3) Regime adaptation, namely trying to use the same number of iterations as the model being trained. This is justified in the first few sections of the paper.
Firstly, the paper at some points is very verbose and feel like uses the valuable space to explain very simple concepts, e.g. the beginning of section 3 and lacks to provide enough justifications for their approach.
The paper discusses mainly the generalization of SGD with large minibatches, but there is also an aspect of convergence of SGD as well. Because the convergence results of SGD also depends on the minibatch size as well, please see [1]. I would like to see a discussion of this as well.
In my opinion, anyone that spend on monitoring the learning process of the neural networks would notice easily notice that the learning curves usually have a logarithmic behavior. The relationship to the random-walk theory is interesting, but the relationship that is established in this theory is very weak, it is only obtained by approximating an approximation.
Equation 4 is interesting, for instance, if we initialize w_0 to be all zero, it implies that the norm of the w_t will grow logarithmically with respect to the number of iterations. This is also an interesting property, in my opinion.
Experiments are very difficult to interpret, in particular when those plots are printed on the paper.
The notation is a bit inconsistent in throughout the paper, some parts of the paper use bracket for the expectation and some other parts don't. Authors should explicitly state what the expectation is taken over.
In Figure 3, can you also consider adding the large minibatch cases without regime adaptation for comparison?
It would be interesting to see the learning curves of the models with respect to different wallclock time as well.
I can not see the AB in Table 1 and 2. The results and the improvements are marginal, sometimes it hurts. It seems like largest improvement comes from RA.
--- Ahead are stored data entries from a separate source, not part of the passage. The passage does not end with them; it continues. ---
PR #14598, opened 2022-06-26
removes budget card, they suck and we should have removed them in the first place

Bibby0110:
# Document the changes in your pull request

departmental budgets are for paying your staff, not buying weird crates

# Wiki Documentation

# Changelog

:cl:  
rscdel: You can no longer steal security pension fund
/:cl:

PR #14859, opened 2022-07-15
Removes unintentional free 2k in the security budget

Bibby0110:
this goal completes instantly and gives 2k

# Wiki Documentation

# Changelog

:cl:  
rscdel:  Security no longer gets 2k for free for just existing
/:cl:

### DIFF
--- a/code/modules/goals/department_goals/security.dm
+++ b/code/modules/goals/department_goals/security.dm
@@ -6,7 +6,6 @@
 /datum/department_goal/sec/nukecore
 	name = "Protect the nuke"
 	desc = "Protect the nuclear core of the station's self-destruct device, by keeping it in the device"
-	reward = 2000 // Corresponds to 50k in 50mins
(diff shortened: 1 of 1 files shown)


TheBombMakerJL:
This is just #14598 with extra steps, inaccurate PR title name, this stops the budget from generating 1000/min, not 2000 flat, and this seemed pretty intentional if you look at the comment of the code you’re removing
Reasons for not merging this is the same as #14598

Bibby0110:
> this stops the budget from generating 1000/min, not 2000 flat, and this seemed pretty intentional if you look at the comment of the code you’re removing Reasons for not merging this is the same as #14598

Wrong. This isn't a continuous department goal. This is 2000 credits given once per shift, the first time the subsystem runs. It's just 2k extra into the security budget for free, since it's physically not possible to steal the self destruct in the few seconds between roundstart and goal completion.
The comment is leftover from when the goal was made not continuous.

VaelophisNyx:
hang on didn't
you like...do this already
I remember a PR about this

PR #14879, opened 2022-07-16
Unreadied players count as 0.75 of a player for gamemode calculations

Bibby0110:
lol people are angry


redmoogle:
I was thinking more 0.8 but this is fine

ynot01:
do observers count as "unreadied"

Bibby0110:
> do observers count as "unreadied"

No
This is only for people in the lobby who aren’t ready. We’re basically guessing that 75% of people that don’t ready up are going to late join

JamieD1 (approved):

PR #14884, opened 2022-07-16
You can no longer add mecha parts (and exosuit tracking beacons) when someone is driving it

ynot01:

I always just assumed it was this way because this made sense, but you can attach parts, equipment, anything willy as it stands

You can be piloting a mech and someone just attaches an exosuit beacon and you can't do shit about it

Posis/MMIs bypass this as they cannot exit the mech

# Changelog

:cl:  
tweak: You can no longer add mecha parts (and exosuit tracking beacons) when someone is driving it
/:cl:

### DIFF
--- a/code/game/mecha/mecha_parts.dm
+++ b/code/game/mecha/mecha_parts.dm
@@ -13,6 +13,9 @@
 	if(!user.transferItemToLoc(src, M))
 		to_chat(user, span_warning("\The [src] is stuck to your hand, you cannot put it in \the [M]!"))
 		return FALSE
+	if(occupant && istype(occupant.loc, /obj/item/mmi/posibrain)) // Cannot attach parts when someone is driving, unless it is a posi
+		to_chat(user, span_warning("Someone is driving \the [M]!"))
+		return FALSE
 	user.visible_message("[user] attaches [src] to [M].", span_notice("You attach [src] to [M]."))
 	return TRUE
 
--- a/code/game/mecha/mecha_parts.dm
+++ b/code/game/mecha/mecha_parts.dm
@@ -13,7 +13,7 @@
 	if(!user.transferItemToLoc(src, M))
 		to_chat(user, span_warning("\The [src] is stuck to your hand, you cannot put it in \the [M]!"))
 		return FALSE
-	if(!istype(M.occupant?.loc, /obj/item/mmi/posibrain)) // Cannot attach parts when someone is driving, unless it is a posi
+	if(M.occupant || !istype(M.occupant?.loc, /obj/item/mmi/posibrain)) // Cannot attach parts when someone is driving, unless it is a posi
 		to_chat(user, span_warning("Someone is driving \the [M]!"))
 		return FALSE
 	user.visible_message("[user] attaches [src] to [M].", span_notice("You attach [src] to [M]."))
--- a/code/game/mecha/mecha_parts.dm
+++ b/code/game/mecha/mecha_parts.dm
@@ -15,7 +15,7 @@
 		return FALSE
 	
 	// If there is an occupant and it is not a posibrain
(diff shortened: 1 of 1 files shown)


code/game/mecha/mecha_parts.dm
```diff
@@ -13,6 +13,9 @@
 	if(!user.transferItemToLoc(src, M))
 		to_chat(user, span_warning("\The [src] is stuck to your hand, you cannot put it in \the [M]!"))
 		return FALSE
+	if(occupant && istype(occupant.loc, /obj/item/mmi/posibrain)) // Cannot attach parts when someone is driving, unless it is a posi
```
tattax:
```suggestion
	if(!istype(user?.loc, /obj/item/mmi/posibrain)) // Cannot attach parts when someone is driving, unless it is a posi
```

ynot01: This would not work, it needs to grab the occupant

VaelophisNyx:
personally I don't see the issue, other than the skill issue of letting someone get close enough to slap a beacon on you

ynot01:
> personally I don't see the issue, other than the skill issue of letting someone get close enough to slap a beacon on you

me running up to the mech and slapping the win beacon on

?????????????? how is this good for gameplay

VaelophisNyx:
well for one, its pretty much only heads or roboticists doing it
I don't think this happens very frequently anyway?

code/game/mecha/mecha_parts.dm
```diff
@@ -13,6 +13,11 @@
 	if(!user.transferItemToLoc(src, M))
 		to_chat(user, span_warning("\The [src] is stuck to your hand, you cannot put it in \the [M]!"))
 		return FALSE
+	
+	// If there is an occupant and it is not a posibrain
+	if(M.occupant && !istype(M.occupant.loc, /obj/item/mmi/posibrain))
```
tattax:
```suggestion
	if(!istype(M?.occupant?.loc, /obj/item/mmi/posibrain)) 
```

ynot01: `if(!istype(M?.occupant?.loc, /obj/item/mmi/posibrain))`
if there's no occuptant, it would return false/null, which would return true because of the `!`
which would deny putting in parts if there's no occupant
which is the opposite of what this PR aims

ToasterBiome:
There is now no way to fight a mech

ynot01:
> There is now no way to fight a mech

Truly

ynot01:
> well for one, its pretty much only heads or roboticists doing it I don't think this happens very frequently anyway?

It doesn't, this is a preventative measure

Just because someone doesn't abuse something doesn't mean it's not stupid and abusable

We shouldn't wait for someone in the small cult of people that know about this to start abusing it

VaelophisNyx:
why not just....add a use timer, so you can simply move to make it stop?

ynot01:
> why not just....add a use timer, so you can simply move to make it stop?

overtly complex workaround for what shouldn't exist in the first place

maxion12345:
1) good idea because putting mech beacons on rogue Mecha mid rampage and then spamming the emp is top kek move that we should remove eventually

2) why not make it require maintenance mode on or whatever so posis won't be vulnerable either (syndi mmi etc)

ynot01:
> 2. why not make it require maintenance mode on or whatever so posis won't be vulnerable either (syndi mmi etc)

i can see the logic but honestly it would just add inconvenience

maxion12345:
> > 2. why not make it require maintenance mode on or whatever so posis won't be vulnerable either (syndi mmi etc)
> 
> i can see the logic but honestly it would just add inconvenience

it'd make more sense to me. maint mode is the button for modifying mechs so it should be used to modify your mech

JamieD1 (approved):

PR #14893, opened 2022-07-17
Reworks the ark of the clockwork justicar

ghost:

Basically, it is very uncool when such fun gamemode lasts only 30 minutes and then the servants get wiped by security. This PR makes a very COOL thing - the ark will now open when there will be enough servants, or by a special scripture. This PR uses some code from Beestation clockcult rework(https://github.com/BeeStation/BeeStation-Hornet/pull/2124).

Also The Ark now doesn't prevent the shuttle from departing if inactive. This means that cultists can't just sit on their Z-level while building defences, and will need to hurry up if someone will call the shuttle.

Critical servant count = (POPULATION/6) + 6
87243386-945e4580-c42d-11ea-928d-3eff050f415a

# Wiki Documentation

Write that activation of the ark is no more locked to the game time

# Changelog

:cl: SuperSlayer
rscadd: Ark is now activated by the clockcult reaching the critical servant count or by a special scripture.
rscadd: Dimensional breach scripture.
tweak: Script scriptures are no activating by reaching a time mark, instead they are activated by reaching a half of the critical servant count.
tweak: The Ark no more prevents the shuttle from departing while inactive.
/:cl:


Marmio64:
i prefer the timed aspect of it rather than just giving them all the time they need to prep, get power, and build an unstoppable defence if the number of cultists they are pulling in isnt good. The timer forces them to get offensive.

ghost:
> i prefer the timed aspect of it rather than just giving them all the time they need to prep, get power, and build an unstoppable defence if the number of cultists they are pulling in isnt good. The timer forces them to get offensive.

1. Timer is bad, because it makes the round short, and time is a thing that can't be affected by players.
2. This PR also makes that the ark makes shuttle not depart ONLY if it is active, so if the cultists will be too slow they can just get fucked by a shuttlecall. So if the cult just sits at Reebe and builds defence, you can just call the shuttle, so they will be forced to open the Ark. Also in order to get power, to be able to build drfence, they nees to cog APC's... and APC's are on the station.
3. Critical servant count will prevent them from converting everyone and then just opening the ark without any enemies.

JamieD1:
Fine how it is

PR #14897, opened 2022-07-17
General RCD upgrades shouldn't cost titanium and silver

warface1234455:
# About PR
Why? It's pointless and makes no sense for just a disk

# Changelog

:cl:  
tweak: RCD upgrades no longer cost silver and titanium
/:cl:


ToasterBiome:
balance

warface1234455:
> balance

okay ur right, maybe silver is required but not titanium

warface1234455:
> balance

yes it is

JamieD1:
Not hard to come by.

PR #14903, opened 2022-07-17
reduces AI research point gain

Bibby0110:

too many points

:cl:  
tweak: AI research point gain from 8.5 -> 7.5
/:cl:

### DIFF
--- a/code/__DEFINES/ai.dm
+++ b/code/__DEFINES/ai.dm
@@ -47,7 +47,7 @@ GLOBAL_LIST_INIT(ai_project_categories, list(
 #define AI_MAX_RAM_PER_RACK 4
 
 ///How many AI research points does 1 THz generate?
-#define AI_RESEARCH_PER_CPU 5
+#define AI_RESEARCH_PER_CPU 7.5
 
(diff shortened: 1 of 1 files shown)


ShadowDeath6:
What's the point? All AI researches are entirely dependent on whether the signal tech decides to do anything anyway, and the amount of points generated is subsequently influenced by the CPU given to the AI.

This is like a -15% change to point generation which is hardly a drop in the barrel. I'd rather the points per CPU be decreased by like half and give the AI more base RAM and CPU in its servers to work with overall because it takes way, way too long to get anything interesting without someone giving you servers. I get the upgrades are just supposed to be little fun QoL things but it's marginally less fun to have rounds where you get nothing at all.

Bibby0110:
> 

All working as intended. More upgrades bar a few (basically the HUDs) are locked behind an active network admin

ShadowDeath6:
Why does this PR matter at all, then? The signal tech can make as many new boards as he wants, 15% less research isn't going to impact that at all. You either have a signal tech or you don't.

JamieD1 (approved):

PR #14905, opened 2022-07-17
Fire breath nerf

Mqiib:
Fire breath mutation now has a fire radius of 3 tiles, 5 if empowered, and NEVER has any actual damaging explosion radius. It also has a slightly lower cooldown to make up for the reduced radius.

# Wiki Documentation

Remove the mention about it actually exploding if empowered (I think that's in there)

# Changelog

:cl:  

tweak: Fire breath mutation no longer can be given damaging explosions
tweak: Fire breath mutation explosion radius reduced to 3 baseline
tweak: Fire breath mutation cooldown reduced from 60 to 45 seconds
/:cl:

### DIFF
--- a/code/datums/mutations/actions.dm
+++ b/code/datums/mutations/actions.dm
@@ -117,7 +117,7 @@
 	name = "Fire Breath"
 	desc = "You can breathe fire at a target."
 	school = "evocation"
-	charge_max = 600
+	charge_max = 450
 	clothes_req = FALSE
 	antimagic_allowed = TRUE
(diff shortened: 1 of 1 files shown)


VaelophisNyx:
does this stop firebreath using the full fireball spell when empowered?

Mqiib:
> does this stop firebreath using the full fireball spell when empowered?

yeah it won't have the damaging explosion, just the fire and direct projectile damage

JamieD1 (approved):

PR #14927, opened 2022-07-20
makes ash drake harder

ynot01:

Increased fire direct hit damage by 10 (from 20 to 30)
Cone now fires at -50, -25, 0, 25, and 50 angles instead of just -40, 0, and 40
Mass fire now fires 6 times when low HP or enraged

# Changelog

:cl:  
tweak: Ash drake's "mass fire" fires more times when low hp
tweak: Ash drake's "fire cone" is fires more lines and leaves less gaps
tweak: Ash drake's fire does more damage
/:cl:

### DIFF
--- a/code/modules/mob/living/simple_animal/hostile/megafauna/drake.dm
+++ b/code/modules/mob/living/simple_animal/hostile/megafauna/drake.dm
@@ -113,7 +113,7 @@ Difficulty: Medium
 			if(2)
 				fire_cone()
 			if(3)
-				mass_fire()
+				mass_fire(12, 15, 3)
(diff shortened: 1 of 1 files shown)


ToasterBiome:
i think the cone angle addition makes it easier ngl, much easier to be within the lines then

ynot01:
> i think the cone angle addition makes it easier ngl, much easier to be within the lines then

the gaps between the lines are 25 degrees whereas previously they were 40 degrees apart, and it overall covers 20 degrees more area

JamieD1 (approved):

The paper could be better written. I think the paragraph sections in the abstract are unnecessary. The section 7 could be renamed as "Discussion and Conclusion" and could be simplified.
[1] Li, Mu, et al. "Efficient mini-batch training for stochastic optimization." Proceedings of the 20th ACM SIGKDD international conference on Knowledge discovery and data mining. ACM, 2014.

The paper addresses the recently observed generalization gap problem between large and small batch methods. It has been hypothesized that methods with small and large batches converge to very different optima. This work relates the process of gradient descent with an ultra slow diffusion process and show that this gap can be explained by lower diffusion time for the batch method. Based on this observation a correction is devised that makes the diffusion curves match for different batch sizes. Furthermore, this could help explain why training long past the time where the validation error has plateaued is necessary and still improves performance. This work is quite interesting and will stimulate further work into understanding certain strange properties of SGD.
The experimental section contains experiments on MNIST, CIFAR-10 and 100 as well as Imagenet. They compare against the results of (Keskar et al, 2016) and show that their tricks allow the large batch methods to generalize better than the baseline. One key finding is that the models should be trained much longer with large batches - which in a sense negates their purpose. What is not clear from the experiments is how necessary Ghost-Batch normalization is. Would good results be obtained with regime adaptation only? This would strengthen the story of the paper a bit more.
the Section 4 proposes a multiplicative noise gradient but this is not addressed in the experimental section. It would have been interesting to see some results on this. Even just in Figure 2.